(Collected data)
-*-

PR #7292, opened 2024-10-02
start ARCold runs

SchwartzGandhi:


randovania/games/fusion/logic_database/Sector 5 ARC.txt
```diff
@@ -299,17 +299,21 @@ Extra - room_id: [9]
...
   * L3 Hatch to Level 3 Security Room/Door to Security Shaft West
   * Extra - door_idx: (20,)
   > Door to Security Save Room
       All of the following:
-          # TODO:  damage reqs
-          Varia Suit
+          Any of the following:
+              # Damage Reqs
+              Varia Suit
+              Hi-Jump and Space Jump and Damage Runs (Expert) and Cold Damage ≥ 600
```
Miepee, line 316: how much damage do you take by only doing this with WJ?
also why is there HJ+SJ?

randovania/games/fusion/logic_database/Sector 5 ARC.txt
```diff
@@ -400,61 +404,88 @@ Extra - room_id: [13]
...
+              # Damage Reqs
+              Varia Suit
+              Hi-Jump and Damage Runs (Advanced) and Cold Damage ≥ 238
   > Bottom of Room
-      # TODO: dmg
-      Varia Suit
+      Any of the following:
+          # Damage Reqs
+          Varia Suit
+          Damage Runs (Advanced) and Cold Damage ≥ 319
```
Miepee, line 418: what did you do to measure this, i cant replicate this at all. i'm taking 41 damage here by just falling down. are you facetanking all ripppers and blue x? the connection from the dat room to botom only takes ~150 so somethings definitely weird here

randovania/games/fusion/logic_database/Sector 5 ARC.txt
```diff
@@ -400,61 +404,88 @@ Extra - room_id: [13]
   * Layers: default
   * L0 Hatch to Mimic Storage/Door to Frozen Tower
   * Extra - door_idx: (24,)
+  > Door to Data Room
```
Miepee, line 407: unsure whether we should add connections like this. i'm probably just worrying too much tho

randovania/games/fusion/logic_database/Sector 5 ARC.txt
```diff
@@ -400,61 +404,88 @@ Extra - room_id: [13]
...
 > Bottom of Room; Heals? False
   * Layers: default
   > Door to Mimic Storage
       All of the following:
-          # TODO: dmg
-          Varia Suit
+          Any of the following:
+              # Damage Reqs
+              Varia Suit
+              Hi-Jump and Space Jump and Damage Runs (Expert) and Cold Damage ≥ 521
```
Miepee, line 465: seems a bit much. with HJ+SJ i can reliably get there with only ~300
without Hj i can get there with ~400

randovania/games/fusion/logic_database/Sector 5 ARC.txt
```diff
@@ -400,61 +404,88 @@ Extra - room_id: [13]
...
+              Damage Runs (Advanced) and Cold Damage ≥ 48
   > Door to Data Room
-      # TODO: dmg
-      Space Jump and Varia Suit
+      All of the following:
+          Space Jump
+          Any of the following:
+              # Damage Reqs
+              Varia Suit
+              Damage Runs (Expert) and Cold Damage ≥ 692
```
Miepee, line 488: is this with or without HJ?

randovania/games/fusion/logic_database/Sector 5 ARC.txt
```diff
@@ -740,36 +774,56 @@ Extra - room_id: [22, 21]
                       # https://youtu.be/a7A00q8XP9M
                       Wall Jump (Intermediate)
               Wall Jump (Intermediate) and Can Single Walljump
+          Any of the following:
+              # Damage Reqs
+              Varia Suit
+              Space Jump and Damage Runs (Expert) and Cold Damage ≥ 273
```
Miepee, line 780: might be worth having also an entry for freezing via diffusion? maybe not.

randovania/games/fusion/logic_database/Sector 5 ARC.txt
```diff
@@ -1548,9 +1602,11 @@ Extra - room_id: [51]
...
       All of the following:
-          # TODO: varia / damage reqs
-          Varia Suit
           Any of the following:
               Space Jump
               Hi-Jump and Can Freeze Enemies
+          Any of the following:
+              # Damage Reqs
+              Varia Suit
+              Hi-Jump and Space Jump and Damage Runs (Expert) and Cold Damage ≥ 203
```
Miepee, line 1611: worth having an entry for freezing?
also what about SJ only.

Miepee (commented):
Other lingering thoughts
- what were your reasonings for making all difficulty advanced+?
- we maybe wanna standardize when exactly we'll "cheap out" on with damage run connections.

SchwartzGandhi:
context for a lot of these connections:
- my thought process for having these all be advanced or expert is that some people will probably want to have heat runs enabled, but not want to do specifically cold runs, tbh I kinda want to separate coldruns into their own trick category.
- I arbitraily put in a bunch of HJ+SJ checks here because the knockback you get really makes it hard to stand on rippers, climb ladders, do hardly any movement reliably, etc. I guess i could theoretically be possible to do some of these w/o SJ, but imo thats just overengineering for a trick no one really likes.
- These numbers also assume you're tanking all other damage, specifically blue X. This ties back to my previous point and that i feel like its not worth incorperating combat tricks just for something like this.

randovania/games/fusion/logic_database/Sector 5 ARC.txt
SchwartzGandhi: this one i forgot to add oops, yes this was done with hijump

Miepee:
> tbh I kinda want to separate coldruns into their own trick category.

I would do this way later, if even. Very unsure if it would be worth the effort, most cold runs seem mostly the same *and* they're limited to 10 rooms in s5 (out of like 50)

>  I guess i could theoretically be possible to do some of these w/o SJ, but imo thats just overengineering 

I'd rather use a worst case (e.g. SJ only) in those situations there tbh

> for a trick no one really likes.

If **no one** really likes those, we could probably save us the effort and just always require varia logically. I personally don't like playing with damage runs in the first place, idk about others.

> These numbers also assume you're tanking all other damage, specifically blue X

You're being *very* generous in most of your numbers then. Most of the time i was still able to cut down your numbers by a lot. Not necessarily bad (even though I think you're overdoing it in a few places), but would've been helpful to have as info earlier

SchwartzGandhi:
> You're being _very_ generous in most of your numbers then. Most of the time i was still able to cut down your numbers by a lot. Not necessarily bad (even though I think you're overdoing it in a few places), but would've been helpful to have as info earlier
Tbh I think this is mainly a consequence of how much damage you take. getting the timing wrong and dropping one space jump costs like 50 energy
> I'd rather use a worst case (e.g. SJ only) in those situations there tbh
fair enough, this would at least give an excuse to try and get better numbers lol

Miepee:
> Tbh I think this is mainly a consequence of how much damage you take. getting the timing wrong and dropping one space jump costs like 50 energy

I don't think the timing is *that* bad. On my attempts I was purposefully trying to be bad and still ended up taking much less health.

randovania/games/fusion/logic_database/Sector 5 ARC.txt
```diff
@@ -404,61 +412,88 @@ Extra - room_id: [13]
...
   > Door to Mimic Storage
       All of the following:
-          # TODO: dmg
-          Varia Suit
+          Any of the following:
+              # Damage Reqs
+              Varia Suit
+              Space Jump and Damage Runs (Advanced) and Cold Damage ≥ 59
           # Drop down from ledge above https://youtu.be/lUc4sT4UyQY
           Jump Extends (Expert) and Movement (Hypermode)
```
Miepee, line 459: this doesnt make much sense. it will still require the jump extend despite you having SJ.

randovania/games/fusion/logic_database/Sector 5 ARC.txt
Miepee: Didnt you say this was done with hijump?

randovania/games/fusion/logic_database/Sector 5 ARC.txt
```diff
@@ -404,61 +412,88 @@ Extra - room_id: [13]
   * Layers: default
   * L0 Hatch to Mimic Storage/Door to Frozen Tower
   * Extra - door_idx: (24,)
+  > Door to Data Room
+      All of the following:
+          Space Jump
+          Any of the following:
+              # Damage Reqs
+              Varia Suit
```
Miepee, line 420: i would prefer if youd remove varia suit from this for duplications sake.

randovania/games/fusion/logic_database/Sector 5 ARC.txt
```diff
@@ -744,36 +782,56 @@ Extra - room_id: [22, 21]
...
   * Extra - door_idx: (109,)
   > Pickup (Power Bomb Tank)
-      # TODO: varia / damage reqs
-      Varia Suit and Can Use Any Bombs
+      All of the following:
+          Can Use Any Bombs
+          Any of the following:
+              # Damage Reqs
+              Varia Suit
+              Damage Runs (Advanced) and Cold Damage ≥ 140
```
Miepee, line 805: why does this take so much more damage tahn falling down from l3=

randovania/games/fusion/logic_database/Sector 5 ARC.txt
Miepee: I think an SJ only entry would still be helpful here.

Miepee:
Whatever you pushed is mismatching between json and txt

Miepee:
on a second look, seems like just whitespace changes. just open it in the editor and resave it.

Miepee (approved):

Miepee:
@SchwartzGandhi conflicts :(

Miepee:
nvm fixed it myself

-*-

- **Work order**
Where the word "unsure" shows up in a line of the entries above, copy that line.

- **Answer for the task**
Miepee, line 407: unsure whether we should add connections like this. i'm probably just worrying too much tho
I would do this way later, if even. Very unsure if it would be worth the effort, most cold runs seem mostly the same *and* they're limited to 10 rooms in s5 (out of like 50)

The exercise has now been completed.